REQUIRED ACTION: What lines in the records below hold the string "Lightning"? Please show them.

INPUT RECORDS:
PR #2760, opened 2026-08-17
feat(qwen3.5): extend ANE prefill to oQ4e and harden runtime

jundot:
## Acknowledgements

This follow-up exists because of @onthehub97's excellent work in #2756. I am deeply grateful for the care that went into the dual-ANE procedure banks, the hybrid GPU path, and the benchmark tooling. It is an outstanding PR and a meaningful advance for LLM inference on Apple silicon. The oQ4e support and runtime fixes here build directly on that foundation.

## Summary

- Extend experimental Qwen ANE prefill to Qwen3.8 oQ4e layouts:
  - q4 group-size 64 or 128 MLP gate/up projections
  - compatible q2/q4/q5/q6/q8 down projections
  - mixed q4/q5 GDN projections with group size 64 or 128
- Release the Python GIL while compiling native ANE programs so model loading does not stall the server event loop.
- Align scheduler prompt chunks with the compiled ANE shape, including the 4,096-token option, instead of letting the Qwen high-memory floor bypass ANE execution.
- Detect Qwen3.8 models in the admin UI and macOS app.
- Include all Qwen ANE settings and the active feature flag in uploaded benchmark metadata.
- Add the missing Qwen ANE keys to every supported locale.
- Document the oQ4e validation results and runtime tradeoffs.

## Performance

Tested on an M3 Ultra with `Qwen3.8-27B-oQ4e-mtp`, oMLX's built-in `code_python` context, TG128, and a 2,048-token ANE shape. Each enabled configuration is one deterministic run; the previously recorded ANE-off/MTP-off baseline is the mean of two runs, as requested.

Prompt processing throughput:

| Lightning MTP | Prompt | ANE Off | ANE On | ANE change |
|:---:|---:|---:|---:|---:|
| Off | 4K | 452.8 tok/s | 458.5 tok/s | **+1.3%** |
| Off | 16K | 439.1 tok/s | 517.0 tok/s | **+17.7%** |
| Off | 32K | 408.9 tok/s | 486.0 tok/s | **+18.9%** |
| On | 4K | 446.3 tok/s | 451.0 tok/s | **+1.1%** |
| On | 16K | 432.2 tok/s | 507.1 tok/s | **+17.3%** |
| On | 32K | 401.0 tok/s | 473.1 tok/s | **+18.0%** |

Token generation throughput:

| Lightning MTP | Prompt | ANE Off | ANE On | ANE change |
|:---:|---:|---:|---:|---:|
| Off | 4K | 33.6 tok/s | 32.9 tok/s | -2.1% |
| Off | 16K | 31.2 tok/s | 31.1 tok/s | -0.3% |
| Off | 32K | 29.0 tok/s | 28.7 tok/s | -1.0% |
| On | 4K | 59.8 tok/s | 57.2 tok/s | -4.3% |
| On | 16K | 62.8 tok/s | 62.3 tok/s | -0.8% |
| On | 32K | 66.5 tok/s | 66.3 tok/s | -0.3% |

The more controlled current-revision 4K A/B recheck used the exact same prompt back-to-back and measured 445.2 to 460.4 prompt tokens/s (+3.4%). Other matched 4K rechecks ranged from +1.7% to +3.4%, rather than the initially reported +7.8%. A 4K request has only 4,095 prefill tokens: one 2,048-token ANE chunk followed by a 2,047-token GPU tail, so the launch overhead and timing variance dominate much more than at 16K or 32K. Those longer prompts route 7 and 15 full chunks through ANE and measured +17.7% and +18.9% respectively. Decode remains on the GPU, so the small TG differences are run-to-run variance rather than an ANE acceleration claim.

The 16K and 32K output hashes matched the GPU path exactly. The 4K output was stable across ANE runs but differed from GPU, consistent with the approximate INT8 ANE prefix. A 4,096-token ANE shape now works for longer prompts, but it cannot activate for a nominal 4K request because that request only prefills 4,095 tokens; 2,048 therefore remains the default.

Peak memory increased by about 4.15 GB. Eager model loading increased from 3.35 to about 27-29 seconds because the fixed-shape ANE programs are compiled and retained for the model lifetime.

## Validation

- Native custom-kernel build completed successfully.
- Real-model 2K full-body smoke: 450.3 to 558.9 prompt tokens/s, a 1.24x speedup.
- Hidden-state cosine similarity: 0.99879.
- Logit cosine similarity: 0.99871 with the same top token.
- Synthetic dual-ANE oQ4e comparison: 0.99997 cosine similarity.
- Native compile GIL smoke confirmed that the event loop continued running during program-bank compilation.
- Focused Python engine, benchmark, settings, and ANE tests: 318 passed.
- macOS tests: 285 passed, 1 skipped.
- CSS build, JavaScript syntax check, locale normalization, JSON validation, and `git diff --check` passed.

## Notes

This remains an opt-in source-build experiment using private Apple runtime interfaces. It is disabled by default and decode remains on the GPU.


onthehub97:
This is a great addition.

I’d be very interested to see how far we can push this. The measured throughput is still a fraction of the M3U ANEs potential, but it’s difficult gauging what will work and what won’t because the MIL compiler allows so much more than the neural engine itself.

PR #2776, opened 2026-08-17
fix: mcp package updates breaking streamable-http

### LINKED ISSUE #2520: Unable to Connect to Remote MCP Server in v0.5.5+
**Describe the bug**
oMLX is failing to connect to remote MCP server on internal/local network. The relevant error log line is:

`omlx.mcp.client - ERROR - [-] - Failed to connect to MCP server 'docker-mcpGateway': not enough values to unpack (expected 3, got 2)`

**To Reproduce**
1. Set up active remote MCP server on local network
2. Create appropriate JSON config and place in configured oMLX mcp directory
3. Start MCP server
4. Start oMLX server

**Expected behavior**
Typical behavior expected is for a successful MCP server connection and reporting of discovered tools.

**Screenshots**

Image

 - macOS Version: Version 26.6 (25G72) on 64 GB M4 Max Mac Studio
 - oMLX Version [e.g. 0.5.7] via Homebrew

**Additional context**
The MCP server in question is Docker's MCP Gateway via Docker Desktop (v4.84.0 as of this issue) running on a remote server in my network, separate from the machine running oMLX. Everything had been working smoothly up until oMLX v.0.5.5. I suspect it may have something to do with the recent MCP 2.0 change that was implemented but I am unsure of this. The MCP server connection only seems to be affecting the oMLX server as the third-party applications I also use seem to still be detecting and connecting to the MCP server just fine, however I found that the MCP implementation in oMLX, along with the chat interface, was more robust and seemed to result in fewer Tool Call issues compared to the third-party clients, so I had been utilizing that recently. I doubt this is a widespread or critical issue, but wanted to drop this here in case others run into it as well. It very well may be that the Docker MCP Gateway needs to be updated for 2.0 compatibility, though not sure if that's even the issue, or of a timeline for an update to that. Thanks for all your hard work on oMLX, it's been fun learning about and utilizing it in my day-to-day! Keep up the good work!

nnhanndakara:
Updates to the mcp package mean that the previous expectation of 3 values being returned from the context manager (even if we're discarding the 3rd one) is no longer correct.

This change simply removes the `, _` for discarding. The `streamable-http` handler now acts like the `stdio` and `sse` handlers (which both return only the reader/writer pair). If for some reason you want to maintain compatibility with the old version, you could use `, *_` (as another poster mentioned in the issue).

All `test_mcp_*` tests pass.

Fixes: #2520

### DIFF
--- a/omlx/mcp/client.py
+++ b/omlx/mcp/client.py
@@ -212,7 +212,7 @@ class MCPClient:
             self._streamable_http_client = streamable_http_client(
                 url=self.config.url, http_client=self._http_client
             )
-            self._read, self._write, _ = await self._streamable_http_client.__aenter__()
+            self._read, self._write = await self._streamable_http_client.__aenter__()
             self._session = ClientSession(self._read, self._write)
             await self._session.__aenter__()
         except Exception:


jundot:
Thanks for tracking this down. I confirmed that the current DMG bundles MCP 2.0.0, where the streamable HTTP context manager yields only the reader/writer pair, so this is the correct fix for the shipped runtime. LGTM, merging. I’ll follow up by updating the declared MCP requirement from `mcp>=1.5.0` to `mcp>=2.0.0,<3` across the package, bundle, and development dependency groups so the metadata and CI match the runtime contract.

PR #2782, opened 2026-08-17
fix(qwen3.5): don't crash MTP verify-attention on turboquant-quantized cache

### LINKED ISSUE #2778: [Bug] Engine crash during MTP verification with TurboQuant enabled ('TurboQuantMSEState' has no attribute 'ndim')
# [Bug] Engine crash during MTP verification with TurboQuant enabled (`TurboQuantMSEState` has no attribute `ndim`)

### Describe the bug
In oMLX 0.6.1, sending a request to a Qwen3.6 MoE model with MTP and TurboQuant (KV Cache Quantization) enabled causes an immediate engine crash. **Note: This exact same configuration worked perfectly on oMLX 0.6.0.** The model only successfully generates on 0.6.1 if TurboQuant is manually disabled.

The issue stems from the new fused target-verification attention optimization introduced in 0.6.1. In `qwen35_verify_sdpa_split.py`, the `_eligible()` function checks `keys.ndim != 4`. However, when TurboQuant is active, `keys` is a custom `TurboQuantMSEState` object rather than a standard MLX array. Because `TurboQuantMSEState` does not expose an `ndim` attribute, it throws an `AttributeError` and halts the engine loop.

### Environment
- **oMLX Version:** 0.6.1 (Regression from 0.6.0)
- **OS:** macOS (Apple Silicon M1 Max, 32GB Unified Memory)
- **Model:** `Qwen3.6-35B-A3B-Uncensored-Genesis-Hermes-V6-dequantized-oQ3e-mtp`
- **Settings:** TurboQuant (KV Cache Quantization) enabled

### Steps to Reproduce
1. Start oMLX `0.6.1` with the model above (or any Qwen 3.5/3.6 model that supports MTP).
2. Ensure TurboQuant (KV Cache Quantization) is enabled.
3. Send a prompt to the model.
4. The generation fails immediately with `status='failed'` due to an engine loop error. (Turning TurboQuant OFF bypasses the bug).

### Stack Trace
```python
2026-08-18 00:23:11,548 - omlx.scheduler - INFO - [-] - TurboQuant: converted 9/40 cache layers to 4.0-bit, skipped last KVCache layer
...
2026-08-18 00:23:14,216 - omlx.patches.qwen35_gdn_prework - INFO - [-] - [gdn-prework] fused verify prework engaged (S=4)
2026-08-18 00:23:14,225 - omlx.engine_core - ERROR - [-] - Engine loop error: 'TurboQuantMSEState' object has no attribute 'ndim'
  File "/Applications/oMLX.app/Contents/Resources/omlx/engine_core.py", line 394, in _engine_loop
    step_outputs = await loop.run_in_executor(
...
  File "/Applications/oMLX.app/Contents/Resources/Python/framework-mlx-base/lib/python3.11/site-packages/mlx_vlm/models/qwen3_5/language.py", line 1483, in __call__
    output = _target_verify_left_padded_attention(
  File "/Applications/oMLX.app/Contents/Resources/omlx/patches/qwen35_verify_sdpa_split.py", line 132, in patched_target_verify_attention
    limit = _eligible(queries, keys, cache)
  File "/Applications/oMLX.app/Contents/Resources/omlx/patches/qwen35_verify_sdpa_split.py", line 78, in _eligible
    if queries.ndim != 4 or keys.ndim != 4:
  File "/Applications/oMLX.app/Contents/Resources/Python/framework-mlx-base/lib/python3.11/site-packages/mlx_vlm/turboquant.py", line 4953, in __getattr__
    return getattr(self._state, name)
AttributeError: 'TurboQuantMSEState' object has no attribute 'ndim'
```

### Possible Solution
Update `_eligible()` in `qwen35_verify_sdpa_split.py` to correctly handle `TurboQuantMSEState` objects (e.g., checking if the object is quantized before checking dimensions, or exposing the underlying tensor's dimensions safely).

### Workaround
Disabling KV Cache Quantization (TurboQuant) in the oMLX server settings prevents `keys` from being compressed into a `TurboQuantMSEState` object. The cache remains as a standard tensor, allowing the new MTP verification logic to process correctly without crashing.

### LINKED ISSUE #2780: 0.6.1: engine loop crashes with 'TurboQuantMSEState' object has no attribute 'ndim' when turboquant_kv is enabled (qwen35 verify SDPA split)
**Environment:** oMLX 0.6.1, M5 Pro 64GB, `Qwen3.8-27B-oQ8e-mtp`, `mtp_enabled: true`, `turboquant_kv_enabled: true` (`kv_bits: 4`).

**Symptom:** Every chat request stalls (client waits until its own timeout) and the engine loop dies:

```
omlx.engine_core - ERROR - Engine loop error: 'TurboQuantMSEState' object has no attribute 'ndim'
```

Worked fine on 0.6.0 with the identical config.

**Traceback (bottom frames):**

```
File ".../omlx/patches/qwen35_verify_sdpa_split.py", line 132, in patched_target_verify_attention
    limit = _eligible(queries, keys, cache)
File ".../omlx/patches/qwen35_verify_sdpa_split.py", line 78, in _eligible
    if queries.ndim != 4 or keys.ndim != 4:
File ".../mlx_vlm/turboquant.py", line 4953, in __getattr__
    return getattr(self._state, name)
AttributeError: 'TurboQuantMSEState' object has no attribute 'ndim'
```

**Root cause:** The new batched-verify eligibility gate from #2751 dereferences `keys.ndim` (line 78) *before* the quantized-cache exclusion at line 82 (`hasattr(cache, "bits")`). With TurboQuant KV, `keys` is the TurboQuant wrapper whose `__getattr__` proxies to `TurboQuantMSEState`, so the shape check itself raises — before the patch's intended stock-path fallback can engage. The engine loop dies instead of falling back.

**Local fix that restored service** (verify path falls back to stock, as #2751 intended for unsupported inputs):

```diff
-    if queries.ndim != 4 or keys.ndim != 4:
+    if getattr(queries, "ndim", 0) != 4 or getattr(keys, "ndim", 0) != 4:
         return 0
```

`getattr` with a default swallows the wrapper's AttributeError → returns 0 → ineligible → original attention path. Verified working; TurboQuant KV and MTP both stay active. A proper fix might instead reorder the checks or test `isinstance(keys, mx.array)` first — and #2751's speedup presumably still won't engage with quantized KV, which may deserve a note in the docs.

aaramos:
Fixes #2778, Fixes #2780

## Summary

`_eligible()` in the verify-split patch (#2751) checks `queries.ndim` / `keys.ndim` before it checks whether the cache is quantized. A turboquant-quantized KV cache's `update_and_fetch()` returns `_QuantizedStateProxy` objects, which deliberately expose `.shape` but not `.ndim` (to avoid dequantizing on every fetch — see `mlx_vlm.turboquant._QuantizedStateProxy` and its docstring). So the `.ndim` check raises `AttributeError` instead of returning `0` and falling through — which is exactly the "quantized caches" behavior this patch's own module docstring already promises ("delegate everything else (left-padded batches, quantized caches) to the original").

In production this crashes the engine loop mid-generation:

```
omlx.engine_core - ERROR - Engine loop error: 'TurboQuantMSEState' object has no attribute 'ndim'
  .../omlx/engine_core.py:394 _engine_loop
  .../omlx/patches/mlx_lm_mtp/batch_generator.py:2787 _run_verify_cycle_chain -> _call_backbone
  .../omlx/patches/mlx_vlm_mtp/qwen35_vlm_runtime.py:330 -> original_call
  .../mlx_vlm/models/qwen3_5/language.py:1483 -> _target_verify_left_padded_attention
  .../omlx/patches/qwen35_verify_sdpa_split.py:132 patched_target_verify_attention
  .../omlx/patches/qwen35_verify_sdpa_split.py:78 _eligible:
        if queries.ndim != 4 or keys.ndim != 4:
                                 ^^^^^^^^^^^^^
  .../mlx_vlm/turboquant.py:4953 __getattr__ -> getattr(self._state, name)
AttributeError: 'TurboQuantMSEState' object has no attribute 'ndim'
```

Because this happens inside a streaming chat request, the client never gets a token or an error back — the request just hangs until the client gives up.

## Fix

Use `getattr(queries, "ndim", None)` / `getattr(keys, "ndim", None)` instead of direct attribute access, so an object without `.ndim` is treated as "not ours" — the same way the existing `hasattr(cache, "bits")` check already excludes other quantized caches — instead of raising. Normal (non-quantized) traffic is unaffected: same checks run afterward, same row-limit returned.

## Testing

- Added `test_eligibility_gates_turboquant_proxy`, mirroring the existing `_QuantCache` case in `test_eligibility_gates`, using a minimal stand-in for `_QuantizedStateProxy` (has `.shape`, no `.ndim`).
- Ran the full `tests/test_qwen35_verify_sdpa_split.py` suite locally (14 tests) — all pass.
- I didn't have a way to reproduce this end-to-end against a live turboquant-enabled server in the environment I was working in. Confidence comes from: the crash traceback above (from a real server log), and unit-level confirmation that the unpatched `_eligible()` raises on a proxy-shaped input while the patched version returns `0` for it and is unchanged for plain-array input.

### DIFF
--- a/omlx/patches/qwen35_verify_sdpa_split.py
+++ b/omlx/patches/qwen35_verify_sdpa_split.py
@@ -75,7 +75,13 @@ def _chunked_causal_sdpa(queries, keys, values, scale, limit: int):
 
 def _eligible(queries, keys, cache) -> int:
     """Return the vector-kernel row limit (>0) when this call is ours."""
-    if queries.ndim != 4 or keys.ndim != 4:
+    # A turboquant-quantized cache hands back `_QuantizedStateProxy` objects
+    # (exposes .shape, deliberately not .ndim, to avoid dequantizing — see
+    # mlx_vlm.turboquant). That's exactly the "quantized caches" case this
+    # patch already means to delegate to the original path below, but the
+    # attribute access below used to run before the `hasattr(cache, "bits")`
+    # guard could rule it out, so it crashed instead of falling through.
+    if getattr(queries, "ndim", None) != 4 or getattr(keys, "ndim", None) != 4:
         return 0
     if queries.shape[0] != 1:
         return 0
--- a/tests/test_qwen35_verify_sdpa_split.py
+++ b/tests/test_qwen35_verify_sdpa_split.py
@@ -77,3 +77,23 @@ def test_eligibility_gates():
         bits = 4
 
     assert _eligible(q, k, _QuantCache()) == 0
+
+
+@pytest.mark.skipif(not mx.metal.is_available(), reason="requires Metal")
+def test_eligibility_gates_turboquant_proxy():
+    """A turboquant-quantized KV cache hands back a proxy with .shape but no
+    .ndim (mlx_vlm.turboquant._QuantizedStateProxy, kept dequantized-free on
+    purpose). _eligible() must treat that as "not ours" rather than raising —
+    it used to crash every verify forward once turboquant KV compression was
+    active, since the .ndim check ran before the cache-type guard could rule
+    the call out.
+    """
+
+    class _TurboQuantProxy:
+        def __init__(self, shape):
+            self.shape = shape
+
+    q = mx.random.normal((1, HQ, 4, HD)).astype(mx.bfloat16)
+    k = mx.random.normal((1, HKV, 256, HD)).astype(mx.bfloat16)
+    assert _eligible(_TurboQuantProxy((1, HQ, 4, HD)), k, None) == 0
+    assert _eligible(q, _TurboQuantProxy((1, HKV, 256, HD)), None) == 0


jundot:
Thanks for the focused fix. I reproduced the crash with Lightning MTP and TurboQuant KV enabled, then confirmed the same streaming request completes on this branch while the verify-split fast path still engages for eligible layers. The safe ndim check correctly delegates TurboQuant proxies to the existing fused path without changing plain-array eligibility. LGTM, merging.

zesming:
End-to-end validation of this merged fix on the affected configuration:

- Hardware: Mac mini, Apple M4 Pro, 64 GB unified memory
- Runtime: oMLX 0.6.1 app build, tested from an isolated copy with only the `_eligible()` change from this PR applied
- Model: Qwen3.8 27B oQ4e VLM, `model_type=qwen3_5`, native Lightning MTP weights present
- Settings: `mtp_enabled=true`, `turboquant_kv_enabled=true`, KV bits 4, skip-last enabled

Baseline 0.6.1 reproduced the reported `TurboQuantMSEState ... ndim` engine-loop failure. With this PR's change:

1. Low-level proxy gate passed, and dense verify-split attention parity had max abs diff 0.0 in the tested shape.
2. Text completion returned HTTP 200. Logs confirmed TurboQuant converted 15/16 attention KV layers and Lightning MTP accepted 13/14 draft tokens (92.9%) on the short request.
3. A real image request completed correctly (identified the flower as 大丽花). Logs confirmed MTP remained active after vision prefill, accepting 37/64 draft tokens (57.8%).
4. Three deterministic, thinking-disabled 320-token runs completed without error. MTP acceptance was about 62%; observed throughput averaged 19.36 tok/s with TurboQuant KV4 versus 18.87 tok/s without it on this machine. This is only a local point measurement, not a general speed claim.
5. The KV estimate reported by oMLX dropped from 16.00 MB to 4.81 MB per 64-token block.

The intended composition is working: quantized layers fall through to the TurboQuant multi-row path, while the one skip-last dense KV layer can still engage verify-split. No text, MTP, or multimodal regression was observed.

RESPONSE:
| Lightning MTP | Prompt | ANE Off | ANE On | ANE change |
| Lightning MTP | Prompt | ANE Off | ANE On | ANE change |
Thanks for the focused fix. I reproduced the crash with Lightning MTP and TurboQuant KV enabled, then confirmed the same streaming request completes on this branch while the verify-split fast path still engages for eligible layers. The safe ndim check correctly delegates TurboQuant proxies to the existing fused path without changing plain-array eligibility. LGTM, merging.
- Model: Qwen3.8 27B oQ4e VLM, `model_type=qwen3_5`, native Lightning MTP weights present
2. Text completion returned HTTP 200. Logs confirmed TurboQuant converted 15/16 attention KV layers and Lightning MTP accepted 13/14 draft tokens (92.9%) on the short request.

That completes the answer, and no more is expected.